They all want to “rent” Warren Buffett’s name. If Buffett thinks highly enough of your business to invest in it, most every investor not named Buffett will seriously contemplate following his lead. Buffett’s proverbial seal of approval is unparalleled on Wall Street.
Buffett as a brand comes to mind as the EU offers “to assist Apple in complying with its obligations under the EU’s Digital Markets Act (DMA).” According to technology writer Tim Hardwick, the DMA “requires major platform holders or ‘gatekeepers’ like Apple to provide third-party developers equal access to iOS and iPadOS system tools and features.” Translated, Apple must make its globally revered products operable with products not produced by Apple. It’s no surprise that Apple is hitting back against this most aggressive of encroachments on its brand. See Buffett if you’re confused.
After which, contemplate the popular truth that it often takes decades to build a reputation and minutes to lose it. Reputations in business are hard won, and by extension so are brands.
Consider this once again with the EU’s offer to “assist” Apple in complying with an Act that would require it to not simply “rent” its sterling name to other consumer products companies, but just give it away. No thanks.
The EU telling Apple to provide interoperability entrée to non-Apple products is like Congress offering to “assist” Ferrari and Rolls-Royce in opening its cars and the showrooms housing its cars to Dodge. No thanks once again.
Really, what car brand wouldn’t want to associate itself with the two automobile corporations that most personify performance and luxury? The same question rates asking vis-à-vis Apple. What technology or consumer product wouldn’t love to have interoperability with arguably the greatest technology brand the world has ever known?
In which case, let’s call the DMA what it is: a monstrous violation of private property. And a costly one at that. While Apple is presently worth trillions, its brand value alone is incalculably high. No wonder other businesses want to achieve interoperability with the gold standard of technology. And Apple goes to great lengths to open itself up to these third parties. The problem is when the opening is forced. Don’t worry, there’s more.
Apple is understandably protective of the user data generated by its customers, the latter one of the most prominent demographics in the world. Which means Apple understandably fears businesses using the DMA as a backdoor way of attaining access to extraordinarily valuable user information that Apple goes to great lengths to keep private.
It’s worth stressing that Apple is in no way flouting the Act. According to Hardwick, it’s dedicated no less than 500 engineers to the project of complying with the DMA, after which it’s once again in no way operating as a closed shop to third-party developers understandably eager to achieve operability with its products.

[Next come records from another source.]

PR #404, opened 2016-02-22
device: fix polarized capacitor footprint filter

Fat-Zer:


pointhi:
looks good. Would you also fix ```CP_Small``` and ```CP1_Small``` or should I do it?

Fat-Zer:
thanks... Missed them.

pointhi:
thanks

Issue #200, opened 2015-05-14
Some common schematics for OpAmps


Fat-Zer:
![34](https://cloud.githubusercontent.com/assets/1060057/7625957/dfc27708-fa07-11e4-8cce-bf67aebc99f5.png)

Now the library contains a handful of different OpAmps images, some of them are not conform to current conventions. I understand that most of them exist by historical reasons, but IMHO now it looks like a huge mess... 

I don't know what will be the best solution, but the most straightforward way I can think of is the slightly update the library format, some my ideas on it was listed [on the maillist on january](https://lists.launchpad.net/kicad-developers/msg16325.html). On the other hand this is the most tough way and it can break compatibility of older versions of kicad with newer libraries.

So I at least propose a minimum solution: to choose a "best" OpAmp image that conforms to the current conventions (may be include it as some generic device) and recommend to use it for new devices and may be update some older devices to new image.

How does it sounds for you?

ricardocrudo:
I think would be great have, always that possible, the same shape. But, I like of the idea to make it at once, and to minimize the troubles that this could raise, make an announcement to the users, as was done to diodes A/K change, could be a way. In this, any symbol that someone pick to start a new OpAmp would be OK. In short, I'm in favor to make the KiCad library KLC compliant as fast as possible.

CarlPoirier:
I vote for uniforming this as well.

Fat-Zer:
![42](https://cloud.githubusercontent.com/assets/1060057/7753163/4b2568ae-ffec-11e4-81a0-869c111c919d.png)
Here is schematic I propose. can be vied here: https://github.com/Fat-Zer/kicad-opAmp-test
Please review it before I start convert the library (unless there will be some other volunteers).
 - OpAmp — a general OpAmp. (pin numbers are random)
 - Comp — a single power only OpAmp with V- as Gnd.
 - OpAmp-x2 — a dual opAmp
 - OpAmp-x2-v2 — a second variant of dual OpAmp, I like it more. if there will be no objections I'll use it.
 - LM158 — a preview of real schematic of a dual OpAmp (nothing special in that case)
 - CA3130 ­— a preview of another real opAmp with additional outputs.
 - CA3130-v2 ­— the second version of the same. pros: have place for output names. cons: looks a bit worser IMO.

So... I'm looking forward to hear your opinion at least on the complicated opAmps schematic...

ricardocrudo:
I like them, except CA3130-v2.

[...]

PR #405, opened 2016-02-22
Fixes to the OpAmp schematic

Fat-Zer:
This is proposed changes against issue #200.


ricardocrudo:
Nice!

Fat-Zer:
>can you please check the conflicts?

Done.

diggit:
Symbols look really nice. Can you fix documentation of their aliases? It should be peace of cake for you...

```
checking alias: LM101H
      missing datasheet, please provide a datasheet link if it isn't a generic component
checking alias: NE5532
checking alias: 4558
checking alias: ADA4075
      missing keywords
checking component: LM733CH
      missing datasheet, please provide a datasheet link if it isn't a generic component
```
*(unneeded info removed from script output)*
*alias documentation checking was added to kicad-library-utils lately, pull changes from its repo unless you have already done*

diggit:
Somehow, alias LM101H got back. As it is not valid alias to CA3130, please remove it. Issue #406

Fat-Zer:
> Symbols look really nice. Can you fix documentation of their aliases?

Done.
Note about LM733CH: it haven't found a datasheet link to some official manufacturer's site, so the link leads to some hobbiest's database.

> Somehow, alias LM101H got back. As it is not valid alias to CA3130, please remove it. Issue #406

I haven't delete it before due to I considered that I may be wrong about that...
And after quite a while it is now obvious that nobody knows about that and it's very likely it's just wrong...

diggit:
I can't even find datasheet for "LM101H". It is ok to delete it.
In closer look eg. AD813 has really close + and V+, same for negative. It is really uncomfortable to read. Any ideas how to solve it?
Maybe put pin names outside and place text fields with +/- inside for inputs?

Fat-Zer:
>In closer look eg. AD813 has really close + and V+, same for negative. It is really uncomfortable to read. Any ideas how to solve it?

It's the same for nearly all OpAmps... The only thing can be done is to reduce the field offset to 10 or even 5 mils, but I'd rather done it in a separate pull request, because this one is hanging around for quite a while already...

>Maybe put pin names outside and place text fields with +/- inside for inputs?

Hmm... I don't really like that... IMHO the pin names is an information that doesn't want to be loosed, especially +/- v+/v- pins due to that may be helpful for the upcoming migration to new schematic format (at least I'm one of guys who still hope it is still upcoming...)

timofonic:
Will it happen for 5.0? Is going to have the symbols embedded in the file too? What about including the PCB? Can it be done in a way friendly with version control like Git? 
It's nice to have hope abs there are reasons for it. Other projects are in a much worse situation, with lots of forks and not the great improvements KiCad is having these days. 

On March 22, 2016 9:30:01 PM CET, Golubev Alexander <notifications@github.com> wrote:
>>In closer look eg. AD813 has really close + and V+, same for negative.
>It is really uncomfortable to read. Any ideas how to solve it?
>
>It's the same for nearly all OpAmps... The only thing can be done is to
>reduce the field offset to 10 or even 5 mils, but I'd rather done it in
>a separate pull request, because this one is hanging around for quite a
>while already...
>
>>Maybe put pin names outside and place text fields with +/- inside for
>inputs?
>
>Hmm... I don't really like that... IMHO the pin names is an information
>that doesn't want to be loosed, especially +/- v+/v- pins due to that
>may be helpful for the upcoming migration to new schematic format (at
>least I'm one of guys who still hope it is still upcoming...)
>
>---
>You are receiving this because you are subscribed to this thread.
>Reply to this email directly or view it on GitHub:
>https://github.com/KiCad/kicad-library/pull/405#issuecomment-200007313

-- 
Enviado desde mi dispositivo Android con K-9 Mail. Por favor disculpa mi brevedad.

Fat-Zer:
> Will it happen for 5.0? Is going to have the symbols embedded in the file too? What about including the PCB? Can it be done in a way friendly with version control like Git?

I don't know a lot as well, just some fragmentary (and may be particularly outdated) info from the maillist... The new format is on the road map for v5, so I hope it will be finished till it. But as I can see there haven't been done a lot since some drafts of the format was published... The format itself is S-Expression like the one used for pcbs, so pros and cons are mostly the same...

diggit:
Ok then.
Please solve conflicts, I'll merge your changes.
Sorry for late reply, PR got lost on queue.

Fat-Zer:
rebased on current master...

PR #407, opened 2016-02-23
Yet another footprint filter enhancement

### LINKED ISSUE #402: Footprint filter entries now broken for LEDs
Changing the "-" to "_" (dash to underscore) as the naming convention in  [ https://github.com/KiCad/LEDs.pretty/pull/10] (https://github.com/KiCad/LEDs.pretty/pull/10)
without changing the Footprint filter entries in the Symbol Editor properties makes it that Cvpcb will not not find SMD footprints when Filtering on Keywords. It has, for example, Filter keywords like LED-0805 and LED-1206, while the components are now LED_0805 and LED_1206.

I'm a real newbie (i found this when going thru the Getting to Blinky video tutorial series from ContextualElectronics) - so while I was able to change the Footprint Filter locally on my computer using Symbol Editor (an answer i got on the kicad.info forum), I'm not at all confident enough on how to do this to submit back to the Github libraries.

Fat-Zer:
This also resolves #402


pointhi:
please don't forget https://github.com/KiCad/Air_Coils_SML_NEOSID.pretty. So adding the Keyword ```Coil``` would be a good idea.

The rest looks fine

Fat-Zer:
Thanks for the notice... done

pointhi:
thanks for your contribution

Issue #403, opened 2016-02-22
3D model for a 7mm resistor


Fat-Zer:
Currently there is no model for a 7mm resistor in the library. IMHO this is a quite major loss...

If nobody is going to fix it in a couple of days, I'm going to pull-request one, but I will make it with FreeCAD rather than wings.

Any comments / any good ready-to-use models / other volunteers?

Fat-Zer:
Ok, I've done a model... I was a bit confused what resistor is suitable for the "Resistors_ThroughHole:Resistor_Horizontal_RM7mm" footprint. I've decided to use dimensions for SFR16S from this datasheet: http://www.vishay.com/docs/28722/sfr16s25.pdf.

![resistor-7mm](https://cloud.githubusercontent.com/assets/1060057/13261898/53a78770-da73-11e5-855b-438393f1de3e.png)

It differs from other resistors, by obvious reasons, but IMHO It looks a bit better.

Shackmeister:
@Fat-Zer hi, im case this is not relevant any more could you please consider closing this issue? :)

Fat-Zer:
Closing due to outdated as mentioned on https://github.com/KiCad/kicad-library/pull/408.

PR #408, opened 2016-02-23
3d: added a model for the Resistor_Horizontal_RM7mm

Fat-Zer:
see also https://github.com/KiCad/kicad-library/issues/403


ricardocrudo:
Hello @Fat-Zer can you please adjust the 3d params to match with the footprint? thanks.

Fat-Zer:
Hi, what do you mean?
The footprint's 3d parameters are adjusted in the PR mentioned above.

diggit:
There are 2 problems:
- Kicad expects, that 3D model dimension units are in **0.1 inches** insteal of **mm** -> you have to scale it by 1/2.54 (approx 0.394) in all axis in Footprint 3D model assignmnet. (many models are scaled this way)
- THT footprints have anchor on pin 1 ([KLC 6.3](https://github.com/KiCad/kicad-library/blob/master/KiCad_Library_Convention.txt#L66)), but it seems, that your 3D model has origin in center

**Default**


**Scaled and shifted**
Shifting should be fixed in 3D model itself.

Fat-Zer:
@diggit, everything is done the neighbouring PR: https://github.com/KiCad/Resistors_ThroughHole.pretty/pull/8

>Shifting should be fixed in 3D model itself.

hm... why?

diggit:
Because shift is specific for each device. Eg if sb. creates generator for these 3D models, nobody wants to edit each part. It is easier to rely on fact, that pin 1 is on origin.

hackscribble:
Hi @Fat-Zer 

Sorry for the long time to get back to you about this PR.

The components in `Resistors_THT.pretty` have been renamed and matching 3D models provided.  So it looks like this contribution has been superseded and, therefore, I am closing the PR.

PR #410, opened 2016-02-25
new element PIC32MX270F-SPDIP-28

PiotrCzCc:


PiotrCzCc:
OK, few pins was uncorrected.

PR #414, opened 2016-02-28
Fix MSP430G2230 symbol

welterde:
Had the wrong pin number mapping and footprint.


Fat-Zer:
Just wondering, why you changed the datasheet link?
Note that it redirects to the same file as before...

welterde:
Indeed. So no real reason other than perhaps it looks a teeny bit nicer.
But I can remove that change again if wanted.

Fat-Zer:
I've only noticed you replaced "www" with "focus" subdomain... I supposed that was intentionally so I wondered if there goes some magic out-there on ti.com's side... nevermind...

ricardocrudo:
Thank you.

PR #430, opened 2016-03-02
add TUSB2036 2/3 port USB1.1 hub controller

lorem-ipsum:


diggit:
Layout looks great, but there are differences between pin types you set and datasheet.

Datasheet...
- EECLK is **tristate**
- ~EXTMEM is **input**
- all ~OVRCUR pins should be **input**s according to description in datasheet (but in I/O type column is output, typo in datasheet?)

You have swapped pins NPINT0 and NPINT1
Please check all pins again.

It is recommended to use 10mil line thickness for symbol body.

At the same time, Apple owes its shareholders, itself, and its hard-won customer base a discerning, tasteful eye when it comes to the interoperability that so many outside Apple covet, and it owes those same stakeholders herculean efforts to protect the data of a customer base that has made it so valuable.
As presently enforced, the DMA is hampering Apple’s unrivaled ability to innovate all the while forcing on it business relationships that imperil its brand along with the privacy of its users. Not only does Apple have the right to be choosy about those it associates with, it must be choosy.